Ingram v. Baldwin County
Decision Date | 04 May 1979 |
Docket Number | No. 57153,57153 |
Parties | INGRAM v. BALDWIN COUNTY. |
Court | Georgia Court of Appeals |
Dickens, Mangum & Burns, Joe O. Mangum, III, Milledgeville, for appellant.
Gilmore, Waddell & Phillips, David W. Waddell, Milledgeville, for appellee.
Appellant Ingram brought suit against Baldwin County for damage to her home resulting from two separate overflows of raw sewage on January 23 and January 25, 1978, which rendered her home uninhabitable. She also alleged that sewage had overflowed into the yard of her next door neighbor on January 18, 1978, and that the county had been notified on all three occasions. The county admits that the overflows into Ms. Ingram's home occurred, but denied liability and moved for summary judgment. Ms. Ingram brings this appeal from the trial court's grant of the county's motion for summary judgment contending that the court below erred in holding that appellant's cause of action was barred by sovereign immunity, that the property had not been taken or damaged for public purposes within the meaning of Art. I, Sec. III, Par. I, of the Georgia Constitution (Code Ann. § 2-301), and that the incidents of overflows did not constitute a nuisance because they were a single occurrence.
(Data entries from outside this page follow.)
PR #328, opened 2023-08-05
feat: Improve model exports

AlexV525:
- Exports `PlayerState` and `PlayerStream` since they are public APIs and their `Type` cannot be referenced outside. (e.g. `final PlayerState state = player.state;`)
- Sort exports alphabetically.

### DIFF
--- a/media_kit/lib/media_kit.dart
+++ b/media_kit/lib/media_kit.dart
@@ -7,17 +7,20 @@
 // ignore_for_file: camel_case_types
 
 export 'package:media_kit/src/media_kit.dart';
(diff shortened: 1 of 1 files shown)


alexmercerind:
Thanks for the PR!

The change doesn't offend anyone. I didn't expect people to use the composition `class`es.

AlexV525:
Imagine you have a brdging project that needs to bridge multiple basic values to another platform, what we've been trying to do is writing such code:
```dart
Object? _getStateById(
  String id,
  Object(PlayerState? state) Function onState,
) => onState(_players[id]?.state);
```

PR #330, opened 2023-08-05
perf: move `InitializerNativeEventLoop` calls to another `Isolate`

alexmercerind:


alexmercerind:
I could feel a significant jank after existing current "stress test" screen (because all `Player`s would get `dispose`'d at once).

Issue #339, opened 2023-08-06
[Android] First frame is sometimes a solid color


deckerst:
Some video files loaded on Android show a frame of a solid color instead of the first frame of the video. It is easier to see by opening the video with `play: false`.

You have indicated this delay:
https://github.com/media-kit/media-kit/blob/5ea2c84b5c7b074a45b3887dc64a997f9a5e3172/media_kit_video/lib/src/video_controller/android_video_controller/real.dart#L146-L148

I played with it and increased it to 2000 ms but it does not solve the issue.

I've tried the `paint_first_frame.dart` page of the test app, and everything was fine with the default sources, showing the correct frame for each video. However, when I switched the sources to some local files on storage (not dynamically downloaded), I noticed the solid color frame issue. Easy to reproduce with both `content://...` URIs and regular paths like `'/storage/emulated/0/Pictures/...`.

Interestingly, if we load the page again and again in the test app using local sources, sometimes some of the videos will load correctly, so it definitely points to a race condition. It just does not seem to be related to the delay mentioned above.

<img width="200" src="https://github.com/media-kit/media-kit/assets/13898333/8d8acbd8-1934-4356-b1b3-1deaeeeaf745" />
<img width="200" src="https://github.com/media-kit/media-kit/assets/13898333/0ade8a3e-01c0-4210-b2f2-09debb50310d" />
<img width="200" src="https://github.com/media-kit/media-kit/assets/13898333/6a1ab484-198d-4ccd-8460-193852b9d9a7" />
<img width="200" src="https://github.com/media-kit/media-kit/assets/13898333/383bdd16-d2ce-4d69-b6f0-32dbb994147f" />

alexmercerind:
Hi! This has been fixed with the latest update, please refer to the "Installation" section in the README.

PR #342, opened 2023-08-07
fix(android): SurfaceTexture.setDefaultBufferSize & render race; fix(android): use hwdec=auto; feat(android): VideoControllerConfiguration.scale;

alexmercerind:
- feat(android): `VideoControllerConfiguration.scale`
- fix(android): use `hwdec=auto`
- fix(android): `SurfaceTexture.setDefaultBufferSize` & render race

### DIFF
--- a/media_kit/lib/src/player/native/player/real.dart
+++ b/media_kit/lib/src/player/native/player/real.dart
@@ -2082,6 +2082,8 @@ class NativePlayer extends PlatformPlayer {
         // OpenSL ES audio output seems to be broken on some of these.
         else if (AndroidHelper.isEmulator && AndroidHelper.APILevel <= 25)
           'ao': 'null',
+        'subs-fallback': 'yes',
+        'subs-with-matching-audio': 'yes',
       };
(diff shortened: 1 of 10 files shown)


alexmercerind:
cc @birros:

At the moment, we provide `width` & `height` to limit the video output size for yielding higher performance on certain devices. While the feature is good to have, it has a few issues if used from a performance standpoint:
- Not every video will have the same resolution or require downscaling (or few may even get redundantly "upscaled").
- Having a fixed width/height may result in the wrong aspect-ratio for different videos.

It also didn't work on Android because `android.view.Surface` aspect-ratio must be equal to source aspect-ratio.

<hr>

I have added this new API/feature: `VideoControllerConfiguration.scale`. This allows changing the video output size independent of the video's actual resolution (without wrongly affecting the aspect-ratio).

I gave a thought to the naming, I believe `scale` fits the purpose. Initially I thought about `pixel-ratio`, but that is entirely different thing according to the Internet.

alexmercerind:
Closes #339.

PR #350, opened 2023-08-09
feat: `NativePlayer.observeProperty` & `NativePlayer.unobserveProperty`

alexmercerind:
A new forbidden API that might be useful in some advanced use-cases. I have added relevant unit-tests.

**Example Usage:**

```dart
import 'package:media_kit/media_kit.dart';

Future<void> main() async {
  MediaKit.ensureInitialized();
  final player = Player();
  await (player.platform as NativePlayer).observeProperty(
    'demuxer-cache-state',
    (data) async {
      print(data);
    },
  );
  await player.open(Media('https://user-images.githubusercontent.com/28951144/229373695-22f88f13-d18f-4288-9bf1-c3e078d83722.mp4'));
}
```

**Example Output:**

```
{"cache-duration":0.000000,"eof":false,"underrun":true,"idle":false,"total-bytes":0,"fw-bytes":0,"raw-input-rate":2362,"debug-low-level-seeks":0,"debug-byte-level-seeks":0,"bof-cached":false,"eof-cached":false,"seekable-ranges":[]}
{"cache-end":11.238458,"reader-pts":0.255420,"cache-duration":10.983039,"eof":false,"underrun":false,"idle":false,"total-bytes":448496,"fw-bytes":434496,"raw-input-rate":2362,"debug-low-level-seeks":0,"debug-byte-level-seeks":0,"debug-ts-last":11.238458,"bof-cached":true,"eof-cached":false,"seekable-ranges":[{"start":-0.023220,"end":11.215238}]}
{"cache-end":26.981587,"reader-pts":0.255420,"cache-duration":26.726168,"eof":false,"underrun":false,"idle":false,"total-bytes":1068112,"fw-bytes":1054112,"raw-input-rate":2362,"debug-low-level-seeks":0,"debug-byte-level-seeks":0,"debug-ts-last":26.981587,"bof-cached":true,"eof-cached":false,"seekable-ranges":[{"start":-0.023220,"end":26.958367}]}
{"cache-end":46.045170,"reader-pts":0.255420,"cache-duration":45.789751,"eof":false,"underrun":false,"idle":false,"total-bytes":1820448,"fw-bytes":1806448,"raw-input-rate":2362,"debug-low-level-seeks":0,"debug-byte-level-seeks":0,"debug-ts-last":46.045170,"bof-cached":true,"eof-cached":false,"seekable-ranges":[{"start":-0.023220,"end":46.021950}]}
{"cache-end":60.046803,"reader-pts":0.325079,"cache-duration":59.721723,"eof":true,"underrun":false,"idle":true,"total-bytes":2372112,"fw-bytes":2354976,"raw-input-rate":2362,"debug-low-level-seeks":0,"debug-byte-level-seeks":0,"debug-ts-last":60.046803,"bof-cached":true,"eof-cached":true,"seekable-ranges":[{"start":-0.023220,"end":60.046803}]}
{"cache-end":60.046803,"reader-pts":1.369977,"cache-duration":58.676825,"eof":true,"underrun":false,"idle":true,"total-bytes":2372112,"fw-bytes":2312880,"raw-input-rate":3383889,"debug-low-level-seeks":0,"debug-byte-level-seeks":0,"debug-ts-last":60.046803,"bof-cached":true,"eof-cached":true,"seekable-ranges":[{"start":-0.023220,"end":60.046803}]}
{"cache-end":60.046803,"reader-pts":1.602177,"cache-duration":58.444626,"eof":true,"underrun":false,"idle":true,"total-bytes":2372112,"fw-bytes":2303712,"raw-input-rate":3383889,"debug-low-level-seeks":0,"debug-byte-level-seeks":0,"debug-ts-last":60.046803,"bof-cached":true,"eof-cached":true,"seekable-ranges":[{"start":-0.023220,"end":60.046803}]}
```

In this case, data received in the listener is JSON. It is expected that API consumers will be self-aware of the properties they observe & the type property will have (thus, accordingly handle it as well). This eliminates the need of exposing every single libmpv property/option inside `PlayerState`/`PlayerStream` for internal/public usage.

### DIFF
--- a/media_kit/lib/src/player/native/player/real.dart
+++ b/media_kit/lib/src/player/native/player/real.dart
@@ -1993,6 +1993,11 @@ class NativePlayer extends PlatformPlayer {
               errorController.add(text);
             }
           }
+          if (prefix == 'cplayer') {
+            if (!errorController.isClosed) {
+              errorController.add(text);
+            }
+          }
         }
         // --------------------------------------------------
       }
--- a/media_kit/lib/src/player/native/player/real.dart
+++ b/media_kit/lib/src/player/native/player/real.dart
@@ -1343,6 +1343,71 @@ class NativePlayer extends PlatformPlayer {
     calloc.free(data);
   }
 
+  /// Observes property for the internal libmpv instance of this [Player].
+  /// Please use this method only if you know what you are doing, existing methods in [Player] implementation are suited for the most use cases.
+  ///
+  /// See:
+  /// * https://mpv.io/manual/master/#options
+  /// * https://mpv.io/manual/master/#properties
+  ///
+  Future<int> observeProperty(
+    String property,
+    Future<void> Function(String) listener,
+  ) async {
+    if (disposed) {
+      throw AssertionError('[Player] has been disposed');
+    }
+    await waitForPlayerInitialization;
+    await waitForVideoControllerInitializationIfAttached;
+
+    if (observed.containsKey(property)) {
+      throw ArgumentError.value(
+        property,
+        'property',
+        'Already observed',
+      );
+    }
+    final reply = Random().nextInt(1 << 16) + 1;
+    observed[property] = ObservedProperty(reply, listener);
+    final name = property.toNativeUtf8();
+    mpv.mpv_observe_property(
+      ctx,
+      reply,
+      name.cast(),
+      generated.mpv_format.MPV_FORMAT_NONE,
+    );
+    calloc.free(name);
+    return reply;
+  }
+
+  /// Unobserves property for the internal libmpv instance of this [Player].
+  /// Please use this method only if you know what you are doing, existing methods in [Player] implementation are suited for the most use cases.
+  ///
+  /// See:
+  /// * https://mpv.io/manual/master/#options
+  /// * https://mpv.io/manual/master/#properties
+  ///
+  Future<void> unobserveProperty(String property) async {
+    if (disposed) {
+      throw AssertionError('[Player] has been disposed');
+    }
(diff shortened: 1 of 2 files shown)


media_kit/lib/src/player/native/player/real.dart
```diff
@@ -1343,6 +1343,71 @@ class NativePlayer extends PlatformPlayer {
...
+    await waitForVideoControllerInitializationIfAttached;
+
+    if (observed.containsKey(property)) {
+      throw ArgumentError.value(
+        property,
+        'property',
+        'Already observed',
+      );
+    }
+    final reply = Random().nextInt(1 << 16) + 1;
```
birros, line 1370: I'm going to be the boring one (again) ^^

I'm not a fan of random here, the risk of collision exists, even if it's very small, especially as it's a "hidden" API.

Instead, I would have used the `hashCode` of the property name.
Knowing that the number of properties is relatively low, the probability of collision is even lower.
The other advantage is that if a collision happens, it won't happen randomly but all the time, which will be easier to debug.

In short, it's a small detail, but one that can be a real pain to debug the day it happens (true story).

birros (approved):
LGTM!

media_kit/lib/src/player/native/player/real.dart
alexmercerind: That's awesome feedback.

I don't know why I spent so much time thinking about saving additional `int`. This approach eliminates the need for `ObservedProperty` class entirely. Everything redundant.

The `hashCode` indeed works great for this purpose.

PR #388, opened 2023-08-21
removed check on video player in find packages 

zezo357:
since i am doing what you requested in https://github.com/media-kit/media-kit/pull/382

the check is making my package flutter_meedu_videoplayer crash since its checking for videoplayer

even though its doesnt have media_kit in the name.

for the other packages with media_kit in its name i will change them to another names and disable the old ones.

PR #382, opened 2023-08-19
warning instead of exit

zezo357:
fix for https://github.com/media-kit/media-kit/issues/378

to log a warning instead of exiting the app

PR #407, opened 2023-08-25
chore: remove find packages logic

alexmercerind:
Ref: #382 #388


alexmercerind:
The test "player-buffering-upon-seek" appears to be flaky on GNU/Linux.

Merging.

Issue #393, opened 2023-08-22
[Windows][GNU/Linux] improve CMake script to handle failures better


pufaqi:
- Flutter 3.10.5
- windows
- error:
```
 D:\code\flutter\personal\tss\windows\flutter\ephemeral\.plugin_symlinks\media_kit_video\windows\video_output.h(14,10): fatal  error C1083: �޷��򿪰����ļ�: ��client.h��: No such file or dire ctory     
[D:\code\flutter\personal\tss\build\windows\plugins\media_kit_video\media_kit_video_plugin.vcxproj]
```

pufaqi:
[   +2 ms] executing: [D:\install\flutter/] git -c log.showSignature=false log -n 1 --pretty=format:%H
[  +43 ms] Exit code 0 from: git -c log.showSignature=false log -n 1 --pretty=format:%H
[        ] 796c8ef79279f9c774545b3771238c3098dbefab
[        ] executing: [D:\install\flutter/] git tag --points-at 796c8ef79279f9c774545b3771238c3098dbefab
[  +61 ms] Exit code 0 from: git tag --points-at 796c8ef79279f9c774545b3771238c3098dbefab
[        ] 3.10.5
[   +1 ms] executing: [D:\install\flutter/] git rev-parse --abbrev-ref HEAD
[  +34 ms] Exit code 0 from: git rev-parse --abbrev-ref HEAD
[        ] stable
[ +149 ms] Unable to locate an Android SDK.
[   +2 ms] executing: [D:\install\flutter/] git rev-parse --abbrev-ref --symbolic @{upstream}
[  +35 ms] Exit code 0 from: git rev-parse --abbrev-ref --symbolic @{upstream}
[        ] origin/stable
[        ] executing: [D:\install\flutter/] git ls-remote --get-url origin
[  +39 ms] Exit code 0 from: git ls-remote --get-url origin
[        ] https://github.com/flutter/flutter.git
[  +76 ms] Artifact Instance of 'AndroidGenSnapshotArtifacts' is not required, skipping update.
[        ] Artifact Instance of 'AndroidInternalBuildArtifacts' is not required, skipping update.
[        ] Artifact Instance of 'IOSEngineArtifacts' is not required, skipping update.
[        ] Artifact Instance of 'FlutterWebSdk' is not required, skipping update.
[   +1 ms] Artifact Instance of 'WindowsEngineArtifacts' is not required, skipping update.
[...]

PR #414, opened 2023-08-26
Improving cmake for windows and linux 

zezo357:
https://github.com/media-kit/media-kit/issues/393 hopefully improving the status of this 

to avoid flutter clean when failed 

the logic now will 
check if archive is found -> check its md5 -> if not correct (will delete it) -> then redownload 
if archive is not found -> download it then check its md5


alexmercerind:
Interesting. Surely looks cleaner & definitely improved.

One more case that I believe would be good to handle is that:

[At all places] we're only checking if "directory exists or not", a better check would be to check if "directory is empty or not"
https://github.com/media-kit/media-kit/blob/30121e0717157a30e97d6419591c1bd787b07bda/libs/windows/media_kit_libs_windows_video/windows/CMakeLists.txt#L89

This is mainly because `make_directory` is invoked instantly & the directory is created:

https://github.com/media-kit/media-kit/blob/30121e0717157a30e97d6419591c1bd787b07bda/libs/windows/media_kit_libs_windows_video/windows/CMakeLists.txt#L91

But... the headers & shared libraries etc. are extracted some time afterward (PRE_BUILD), thanks to `add_custom_command`:

If any interruption is made between `make_directory` & `add_custom_command`'s execution, the build will endlessly fail.

https://github.com/media-kit/media-kit/blob/30121e0717157a30e97d6419591c1bd787b07bda/libs/windows/media_kit_libs_windows_video/windows/CMakeLists.txt#L91

<hr>

If one creates an empty `libmpv` or `ANGLE` directory, the build will always fail for no reason (even if the archive exists).

zezo357:
That's a valid point I will check it, hopefully I will come up with a clean solution

If not I will let you know the limition I encountered

Thank you for the review ❤️

zezo357:
done: also tested with angle directory (i deleted all files in it) and it got added again.

alexmercerind (approved):
LGTM!

This is big improvement & will save project from some false issues.

Feel free to merge.

<hr>

One last feedback from my end is to log something as follows whenever integrity check fails:

```
Please try to run "flutter clean" & build project again.
```

Just quitting after saying "integrity check failed." probably seems bit scary to common Flutter developer.

zezo357:
> LGTM!
> 
> This is big improvement & will save project from some false issues.
> 
> Feel free to merge.
> 
> One last feedback from my end is to log something as follows whenever integrity check fails:
> 
> ```
> Please try to run "flutter clean" & build project again.
> ```
> 
> Just quitting after saying "integrity check failed." probably seems bit scary to common Flutter developer.

i think only `build failed (with the error) and please try to build project again.` is enough 
since if they have internet problem and try to download two files one may fail and the other has no problem
so a rebuild will download the only failed one

alexmercerind:
Good point. I was still thinking based on the old CMake script... now that it deletes existing file & redownloads, it seems all right.

alexmercerind (approved):
Re- LGTM!

zezo357:
will wait for ci then merge, just to be sure there is nothing i missed.

zezo357:
Only those with [write access](https://docs.github.com/articles/what-are-the-different-access-permissions) to this repository can merge pull requests.

i cant merge btw :) will leave it to you then

alexmercerind:
You must now have the permission!

zezo357:
> You must now have the permission!

yes i do now, thank you

also builds passed so i am merging

Issue #394, opened 2023-08-22
[Bug Report] Subtitles not showing m3u8


kuki-kuk:
I have a problem to show subtitles when  streaming video using m3u8 link. 
Example:
#EXTM3U
#EXT-X-VERSION:3
#EXT-X-TARGETDURATION:13
#EXT-X-MEDIA-SEQUENCE:808
#EXTINF:12.012000,
25011126_808.ts
#EXTINF:12.012000,
25011126_809.ts
#EXTINF:10.643967,
25011126_810.ts
#EXTINF:13.380033,
25011126_811.ts
#EXTINF:12.012000,
25011126_812.ts

tested on Windows and Android.

Thanks,

femalemonkeyman:
Probably need a few more details but looks like the subtitles are external?

alexmercerind:
Yeah, I don't think this information is sufficient, you can load external subtitles (how it's mostly done on the web):

https://github.com/media-kit/media-kit#load-external-subtitle-track

lKinderBueno:
I have the same issue using embedded subtitles.
This is the video with embedded subtitles: [https://supertest.netsons.org/video_sub.mp4](https://supertest.netsons.org/video_sub.mp4)
This is the srt file embedded in the video [https://supertest.netsons.org/sub.srt](https://supertest.netsons.org/sub.srt)

If I try to set the subtitle from the url, they works. 
`player.setSubtitleTrack(SubtitleTrack.uri('https://supertest.netsons.org/sub.srt'));`

Instead, if I try to load the embedded subtitle, the player doesn't show any text:
`player.setSubtitleTrack(player.state.tracks.subtitle[2]);`

lKinderBueno:
> @lKinderBueno
> 
> One more question, what platform are you on?

I tested it on Android 12 and Windows

alexmercerind:
I've set things to cross-compile for Windows, Android & macOS. I will publish an update in few hours or tomorrow.

alexmercerind:
FYI: This is due to a missing subtitle decoder _i.e._ issue shall not be present on GNU/Linux.

alexmercerind:
A new version has been published, [please refer to the "Installation" section in the README](https://github.com/media-kit/media-kit#installation).

lKinderBueno:
There are two small issues:

- By default it loads the embedded subtitle
- Once the subtitles are enabled, they can't be disabled with ```dart player.setSubtitleTrack(SubtitleTrack.no())```

[...]

Issue #356, opened 2023-08-12
How to listen playing state changed ?


pubpy2015:
Hi,
Currently, I'm playing an rtsp video stream and getting the play status by listening for events:

player.stream.error.listen((error) => debugPrint("error: " + error));
player.stream.buffering.listen((buffering) => debugPrint("buffering: " + buffering.toString()));
player.stream.playing.listen((playing) => debugPrint("playing: " + playing.toString()));
player.stream.log.listen((event) => debugPrint(" mpv: ${event.prefix}: ${event.level}: ${event.text}"));

with available stream, the status sequence is as follows:
playing: false => playing: true => buffering: true => buffering: false

with not available stream (disconnect):
playing: false => playing: true => buffering: true

the error event never fires and buffering still true although connection timeout.
mpv log:
mpv: ffmpeg/demuxer: error: rtsp: method DESCRIBE failed: 404 Stream Not Found
mpv: lavf: error: avformat_open_input() failed
cplayer: error: Failed to recognize file format.

Can I only listen for 1 event where the player's state is updated ?
Here is the set of player's state in VLC
enum PlayingState {
  initializing,
  initialized,
  stopped,
  paused,
  ended,
  buffering,
  playing,
  recording,
  error,
}

alexmercerind:
The error will correctly fire for this situation in the next update.

pubpy2015:
Thanks,

in case of source switching from one stream to another, can you discard the last frame of the previous stream (go to black screen) before connecting to the new stream?

alexmercerind:
In most cases preserving last frame is ideal, I'll see.

pubpy2015:
Hi, my case is:

I use media kit to display video from some network cameras (rtsp stream). When switching from one camera to another, I want to hide the image of the previous camera to show that I am connecting to another camera.

pubpy2015:
Another question: 

By default the player decodes on GPU, but on my 1 old device, with H265 video stream, the video is not displayed. However if I set enableHardwareAcceleration=false, the video stream can display normally. In cases like this, can the media kit automatically switch back to CPU decoding when the GPU fails?

alexmercerind:
I simply do not care.

alexmercerind:
> Hi, my case is:
> 
> I use media kit to display video from some network cameras (rtsp stream). When switching from one camera to another, I want to hide the image of the previous camera to show that I am connecting to another camera.

Raised #418.

PR #418, opened 2023-08-27
fix: reset `Player` state/stream upon `Player.open`; fix: hide last video's frame upon `Player.open`

alexmercerind:
The behavior of `Player` is _mostly_ still the same.
Only 2 changes can be seen (which I believe are favorable) in tests, as it can be seen:
- `buffering` will be restored back to `false` once `Player.open` is called.
- `tracks` will be cleared once `Player.open` is called.

Primarily this is done to reset previously playing `Media`'s state (while newly opened buffering for example) e.g.
- [Last frame stuck.](https://github.com/media-kit/media-kit/issues/356#issuecomment-1675757193)
- [~~Last subtitles stuck.~~ A different fix & test will be needed.](https://github.com/media-kit/media-kit/issues/394#issuecomment-1694491967)

<hr>

I was already familiar with the issues & it'll be cool to have these resolved.

### DIFF
--- a/media_kit/CHANGELOG.md
+++ b/media_kit/CHANGELOG.md
@@ -1,6 +1,6 @@
 ## 1.1.7
 
-fix: close `PlatformPlayer.playlistModeController`
+- fix: close `PlatformPlayer.playlistModeController`
 
 ## 1.1.6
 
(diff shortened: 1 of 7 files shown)


birros (approved):
LGTM!

AALAMILLO:
Thanks a lot for have this in your mind. When we get the next realease? 😃

PR #441, opened 2023-09-03
[Windows] Fix fullscreen for non-primary monitors

### LINKED ISSUE #439: [Bug Report][Win11] When using fullscreen with the window on a second monitor the display is not as expected
## Describe your issue
When you fullscreen the app with the window on a second monitor the window either enlarges or is reduced to 1px width (i believe)

If the second monitor is on the left side in virtual space, the window is reduced to 1px width (second monitor highlighted in blue)
image

If the second monitor is on the right side in virtual space, the ?window spans to the width of both monitors? (second monitor highlighted in blue) 
image

## Reproduction
1. Open a Player
2. Drag the window to your second monitor (whichever is not your primary display on windows)
3. fullscreen

## Expected Behavior
The window Fullscreens and is the width/height of whatever display it is on.

## Screenshots taken from win + tab

Second monitor is on the right side in virtual space
image

Second monitor is on the left side in virtual space
image

Normal fullscreen on primary monitor
image

NotAgentBilly:
Closes #439 

This change corrects the width and height parameters passed to the SetWindowPos function

Previously, the right and bottom coordinates of the monitor were incorrectly used as the window size. Now, the width and height are correctly calculated as the differences between the right and left coordinates and the bottom and top coordinates.

### DIFF
--- a/media_kit_video/windows/utils.cc
+++ b/media_kit_video/windows/utils.cc
@@ -38,8 +38,8 @@ void Utils::EnterNativeFullscreen(HWND window) {
                      &monitor);
     ::SetWindowLongPtr(window, GWL_STYLE, style & ~WS_OVERLAPPEDWINDOW);
     ::SetWindowPos(window, HWND_TOP, monitor.rcMonitor.left,
-                   monitor.rcMonitor.top, monitor.rcMonitor.right,
-                   monitor.rcMonitor.bottom,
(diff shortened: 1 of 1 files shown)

Lawsuits involving taking or damaging of property under Code Ann. § 2-301 may be maintained against counties. Baranan v. Fulton County,232 Ga. 852, 209 S.E.2d 188 (1974). While the power to construct a sewer and drainage system is a governmental function, a county cannot create and maintain such a system as a nuisance which damages private property without subjecting itself to civil liability. See Reid v. Gwinnett County, 242 Ga. 88, 249 S.E.2d 559 (1978). However, a single instance of backup of sewage into a private home would not be sufficient to create a nuisance for which liability would attach. Johnson v. City of Atlanta, 117 Ga.App. 586, 161 S.E.2d 399 (1968). "The whole idea of Nuisance is that of either a continuous or regularly repetitious act or condition which causes the hurt, inconvenience or injury . . . A single isolated occurrence or act, which if regularly repeated would constitute a nuisance, is not a nuisance until it is regularly repeated." Southeastern Liquid Fertilizer Co. v. Chapman, 103 Ga.App. 773, 775, 120 S.E.2d 651, 653 (1961).